The Zanebug engine measures the execution time for a Test, and then determines how many times that Test can be run within a second.
The test engine introduces a small amount of overhead via Reflection, which should be taken into account
Due to initialization overhead, the Test will always perform slower the first time. Therefore, it is recommended that a Test be performed more than once after being loaded in order to get a better idea of its performance
using System;
using Adapdev.UnitTest;
namespace Examples.Zanebug
{
[TestFixture]
public class Attributes
{
// A Test that will fail if it can't be repeated
// the min number of times in a second
[Test]
[MinOperationsPerSecond(1000)]
public void MinOperationsPerSecond()
{
// if this test can not be repeated 1000 times within a second
// it fails
}
}
}Tests must often be repeated in succession to measure things such as average performance, concurrency issues, etc. This can be accomplished with the Repeat attribute
using System;
using Adapdev.UnitTest;
namespace Examples.Zanebug
{
[TestFixture]
public class Attributes
{
// A Test that is repeated a set number of times
[Test]
[Repeat(5)]
public void Repeat()
{
// test code
}
// A Test that is repeated a set number of times
// with a 3 second delay in between
[Test]
[Repeat(5,3000)]
public void RepeatWithDelay()
{
// test code
}
}
}Often times you'll need to execute a transactional test. The most common example is a test where you want to insert data into a database, but then roll the database back to its original state.

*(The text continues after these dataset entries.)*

PR #108, opened 2019-10-31
Use logger for logging from amoc

telezynski:
In this PR logger is used for logging from Amoc while dependencies still use lager.

### DIFF
--- a/priv/app.config
+++ b/priv/app.config
@@ -1,1 +1,17 @@
-[{ssl, [{session_cb, amoc_always_null_ssl_session_cache}]}].
+%% -*-erlang-*-
+
+[
+ {kernel, [
+           {logger_level, warning},
+           {logger,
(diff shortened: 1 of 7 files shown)


priv/app.config
```diff
@@ -1 +1,17 @@
-[{ssl, [{session_cb, amoc_always_null_ssl_session_cache}]}].
+%% -*-erlang-*-
+
+[
+ {kernel, [
+           {logger_level, warning},
```
michalwski: As far as I understand the default level is `notice`. I think we can assume that `notice` is also default for Amoc. This filters out all the progress reports form SASL wile allow us to print important information from scenarios on less significant and more suitable level than `warning` without changing the log level in runtime.

telezynski: I think it was a leftover from lager integration.

I removed it now, and checked the logs still do not print progress reports.

PR #109, opened 2019-10-31
[WIP] Amoc 2.0.0 cleanup

DenysGonchar:
Amoc 2.0 changes.

ready for review.


.dockerignore
```diff
@@ -1,20 +0,0 @@
-*.css
```
michalwski: We are still building docker images from Amoc code, and we'll continue to do so. Why exactly did you remove the file?

Dockerfile
```diff
@@ -29,14 +30,13 @@ MAINTAINER Erlang Solutions <mongoose-im@erlang-solutions.com>
 
 RUN useradd -ms /bin/bash amoc
 
-COPY --from=0 /amoc_build/_build/default/rel/amoc/ /home/amoc/amoc/
+COPY --from=amoc-build /amoc_build/_build/default/rel/amoc/ /home/amoc/amoc/
```
michalwski: That's clever!

src/amoc_always_null_ssl_session_cache.erl
```diff
@@ -1,42 +0,0 @@
--module(amoc_always_null_ssl_session_cache).
```
michalwski: Why do we remove this file? This was a workaround for high memory consumption in scenarios doing lots of HTTPs requests. Was this improved in recent Erlang/OTP versions?

src/amoc.app.src
```diff
@@ -29,10 +28,7 @@
                 []},
                {[amoc, users],
                 {function, ets, info, [amoc_users], proplist, [size]},
-                []},
-               {[amoc, times, connection], histogram, []},
-               {[amoc, counters, connections], spiral, []},
-               {[amoc, counters, connection_failures], spiral, []}
```
michalwski: These metrics are used by existing scenarios (in amoc-arsenal-xmpp). Are you going to move creation and subscription of these metrics to `amoc-arsenal-xmpp` in a linked PR? If no I'd rather leave them here.

src/amoc_networking.erl
```diff
@@ -1,37 +0,0 @@
--module(amoc_networking).
```
michalwski: I'm strongly against removing the module. It was (and may still be) used in case we have many network interfaces and want to use them all to open connections to the target node. I'd rather document this helper module with examples how to use it, instead of removing it.

.dockerignore
DenysGonchar: now it's `git clean -ffxd` executed before the build in the Dockerfile

src/amoc_always_null_ssl_session_cache.erl
DenysGonchar: this one is not used in docker container anyway. also it's better to move it into the `amoc-arsenal-xmpp`

src/amoc.app.src
DenysGonchar: yeap,  this one must be moved to amoc-arsenal-xmpp

src/amoc_networking.erl
DenysGonchar: the idea was to move it to `amoc-arsenal-xmpp`

michalwski:
The corresponding amoc-arsenal PR is in esl/amoc-arsenal-xmpp#11

PR #111, opened 2019-11-08
Distribute scenario to all amoc nodes

telezynski:


src/amoc_api_scenarios_handler.erl
```diff
@@ -128,21 +130,11 @@ to_json(Req0, State) ->
...
-                       ModuleName,
-                       ScenarioPath),
-            ResultBody = case Result of
-                             ok -> Result;
-                             {error, Errors, _Warnings} ->
-                                 R = io_lib:format("~p", [Errors]),
-                                 erlang:list_to_bitstring(lists:flatten(R))
-                         end,
+            %%Nodes = [amoc_slave:node_name(Node) || Node <- amoc_config:get(hosts, [])],
+            Nodes = [node()],
```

Zanebug provides the ability to do distributed transactional tests, using COM+ Transactions underneath the covers. They are distributed because they can process a transaction against multiple platforms, such as a transaction that spans MSMQ, Oracle and Sql Server.
Transaction
To do a transactional test, use the [Transaction] attribute. If the test passes, the transaction will commit. If the test fails, the transaction will abort and rollback.
using System;
using System.EnterpriseServices;
using Adapdev.UnitTest;
namespace Zanebug.Examples
{
[TestFixture]
public class TransactionTest
{
[Test]
[Transaction]
public void Transaction()
{
Assert.IsTrue(ContextUtil.IsInTransaction, "Should be in a transaction.");
Console.WriteLine("TransactionId: " + ContextUtil.TransactionId);
}
[Test]
public void NoTransaction()
{
Assert.IsFalse(ContextUtil.IsInTransaction);
}
}
}In the example above, System.EnterpriseServices is referenced. This is only because ContextUtil is being referenced. If you don't need ContextUtil, you don't need to import the System.EnterpriseServices.dll. Zanebug transactions will work fine without it.
RollbackTransaction
In contrast to the Transaction attribute, the RollbackTransaction will automatically abort the transaction at the end of the test and roll things back. This is great for testing database CRUD operations.
using System;
using System.EnterpriseServices;
namespace Examples.Adapdev
{
[TestFixture]
public class RollbackTransactionTest
{
[Test]
[RollbackTransaction]
public void Transaction()
{
Assert.IsTrue(ContextUtil.IsInTransaction, "Should be in a transaction.");
Console.WriteLine("TransactionId: " + ContextUtil.TransactionId);
}
}In the example above, System.EnterpriseServices is referenced. This is only because ContextUtil is being referenced. If you don't need ContextUtil, you don't need to import the System.EnterpriseServices.dll. Zanebug transactions will work fine without it.